ASSIGNED TASK:
From the first line to the last, please write out the data exactly.
········
PR #1586, opened 2021-11-19
Change matches where the match expression is a bool to be more idiomatic

nickelc:
This changes the deserialization pattern of `match map.contains_key(key)` followed by
`map.remove(key).ok_or_else(|| "expected key"). ...` if the key exists.

Before
```rust
let value: Option<X> = match map.contains_key("value") {
    true => map
        .remove("value")
        .ok_or_else(|| DeError::custom("expected value"))
        .and_then(deserialize_value)
        .map_err(DeError::custom)?,
    false => None,
};
```

After
```rust
let value: Option<X> = map
    .remove("value")
    .map(deserialize_value)
    .transpose()
    .map_err(DeError::custom)?;
```

### DIFF
--- a/src/model/interactions/application_command.rs
+++ b/src/model/interactions/application_command.rs
@@ -347,15 +347,11 @@ impl<'de> Deserialize<'de> for ApplicationCommandInteraction {
             .and_then(ApplicationCommandInteractionData::deserialize)
             .map_err(DeError::custom)?;
 
-        let guild_id = match map.contains_key("guild_id") {
-            true => Some(
-                map.remove("guild_id")
-                    .ok_or_else(|| DeError::custom("expected guild_id"))
-                    .and_then(GuildId::deserialize)
-                    .map_err(DeError::custom)?,
-            ),
-            false => None,
-        };
+        let guild_id = map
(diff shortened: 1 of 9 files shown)


src/model/interactions/application_command.rs
```diff
@@ -652,30 +626,22 @@ impl<'de> Deserialize<'de> for ApplicationCommandInteractionDataOption {
...
-                map.remove("value")
-                    .ok_or_else(|| DeError::custom("expected value"))
-                    .and_then(Value::deserialize)
-                    .map_err(DeError::custom)?,
-            ),
-            false => None,
-        };
+        // TODO: Does deserializing a `Value` with `Value::deserialize` make sense?
+        let value =
+            map.remove("value").map(Value::deserialize).transpose().map_err(DeError::custom)?;
```
nickelc: @HarmoGlace wouldn't it be enough to just call `map.remove("value")`
```suggestion
        let value = map.remove("value");
```

Zaitara: Yeah indeed, I do not remember why I wrote this

arqunis (approved):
········
EXERCISE SOLUTION:
PR #1586, opened 2021-11-19
Change matches where the match expression is a bool to be more idiomatic

nickelc:
This changes the deserialization pattern of `match map.contains_key(key)` followed by
`map.remove(key).ok_or_else(|| "expected key"). ...` if the key exists.

Before
```rust
let value: Option<X> = match map.contains_key("value") {
    true => map
        .remove("value")
        .ok_or_else(|| DeError::custom("expected value"))
        .and_then(deserialize_value)
        .map_err(DeError::custom)?,
    false => None,
};
```

After
```rust
let value: Option<X> = map
    .remove("value")
    .map(deserialize_value)
    .transpose()
    .map_err(DeError::custom)?;
```

### DIFF
--- a/src/model/interactions/application_command.rs
+++ b/src/model/interactions/application_command.rs
@@ -347,15 +347,11 @@ impl<'de> Deserialize<'de> for ApplicationCommandInteraction {
             .and_then(ApplicationCommandInteractionData::deserialize)
             .map_err(DeError::custom)?;
 
-        let guild_id = match map.contains_key("guild_id") {
-            true => Some(
-                map.remove("guild_id")
-                    .ok_or_else(|| DeError::custom("expected guild_id"))
-                    .and_then(GuildId::deserialize)
-                    .map_err(DeError::custom)?,
-            ),
-            false => None,
-        };
+        let guild_id = map
(diff shortened: 1 of 9 files shown)


src/model/interactions/application_command.rs
```diff
@@ -652,30 +626,22 @@ impl<'de> Deserialize<'de> for ApplicationCommandInteractionDataOption {
...
-                map.remove("value")
-                    .ok_or_else(|| DeError::custom("expected value"))
-                    .and_then(Value::deserialize)
-                    .map_err(DeError::custom)?,
-            ),
-            false => None,
-        };
+        // TODO: Does deserializing a `Value` with `Value::deserialize` make sense?
+        let value =
+            map.remove("value").map(Value::deserialize).transpose().map_err(DeError::custom)?;
```
nickelc: @HarmoGlace wouldn't it be enough to just call `map.remove("value")`
```suggestion
        let value = map.remove("value");
```

Zaitara: Yeah indeed, I do not remember why I wrote this

arqunis (approved):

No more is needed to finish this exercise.